Antigen tests look for specific proteins on the virus’s surface rather than its genetic material. They’re faster, often producing results in 15 to 30 minutes, but they’re less sensitive than PCR. A positive antigen test is reliable, but a negative one doesn’t always rule out infection, especially if you don’t have symptoms yet. Antibody tests (serology) detect past infection by looking for immune proteins in your blood rather than the virus itself.
Treatment Options
Most viral infections resolve on their own as your immune system clears the virus. For these, treatment focuses on managing symptoms: rest, fluids, fever reducers, and time.
For more serious or persistent viral infections, antiviral medications can help. These drugs work by interfering with specific steps in the virus’s replication cycle. Some block the virus from entering cells. Others prevent it from copying its genetic material or assembling new virus particles. Antivirals exist for influenza, HIV, hepatitis B, hepatitis C, herpes viruses, and COVID-19, among others. They tend to work best when started early in the infection, before the virus has replicated extensively.
Newer approaches are in development, including treatments based on lab-made antibodies that neutralize viruses by binding to their surface proteins, and gene-editing tools that can target and cut viral DNA or RNA directly inside infected cells.
How Vaccines Prevent Viral Infections
Vaccines work by mimicking an infection without causing disease. They expose your immune system to an antigen, a harmless piece of the virus such as a weakened version of the whole virus, an inactivated virus, or a fragment of its surface protein. Your immune system responds by producing antibodies and training memory cells, so if you encounter the real virus later, your body recognizes it immediately and mounts a rapid defense.

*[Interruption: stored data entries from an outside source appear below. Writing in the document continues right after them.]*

PR #4997, opened 2026-02-25
refactor!: remove tool_groups from public API and auto-register from provider specs

leseb:
# What does this PR do?

The ToolGroups and ToolRuntime protocols are removed from the public LlamaStack composite protocol and from the server/library client API surface. They remain as internal protocols used by routing tables, providers, and the Responses API orchestration layer. The tool_groups field is also removed from RegisteredResources and stripped from all distribution configs. Dynamic MCP tool group registration via the internal API is unaffected.

To replace the explicit config, a toolgroup_id field is added to ProviderSpec so each tool_runtime provider declares which built-in tool group it serves (e.g., brave_search declares builtin::websearch). A new auto_register_tool_groups() startup step reads the configured tool_runtime providers, resolves their toolgroup_id from the provider registry, and registers the corresponding tool groups automatically. On server restart, stale entries from persistent storage are cleaned up and re-registered to ensure in-memory tool indexes are rebuilt.

The previous approach required every distribution config to carry an explicit tool_groups section that was pure boilerplate: the mapping between a tool_runtime provider and its tool group is inherent to the provider itself, and every config simply repeated the same deterministic entries.

We kept the /v1/tools for discovering available tools easily.

## Test Plan

CI tool test should pass.

### DIFF
--- a/src/llama_stack/core/stack.py
+++ b/src/llama_stack/core/stack.py
@@ -851,6 +851,9 @@ def run_config_from_dynamic_config_spec(
 
     The list should be of the form "api=provider", e.g. "inference=fireworks". If you have
     multiple pairs, separate them with commas or semicolons, e.g. "inference=fireworks,safety=llama-guard,agents=builtin"
+
+    You can optionally specify config parameters using URL query parameter syntax,
+    e.g. "inference=inline::sentence-transformers?trust_remote_code=true&max_seq_length=512"
     """
 
     api_providers = dynamic_config_spec.replace(";", ",").split(",")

Live-attenuated vaccines, which use a weakened form of the virus, tend to produce strong, long-lasting immunity that can last a lifetime. Non-live vaccines, which use inactivated virus or pieces of it, often require booster doses because the immune protection they generate fades over time. mRNA vaccines, like those developed for COVID-19, work by giving your cells instructions to build a viral protein that trains the immune system, without ever exposing you to the virus itself.
Vaccination remains the most effective tool for preventing viral infections. For viruses that mutate rapidly, like influenza and SARS-CoV-2, updated vaccines are needed periodically to keep pace with new variants.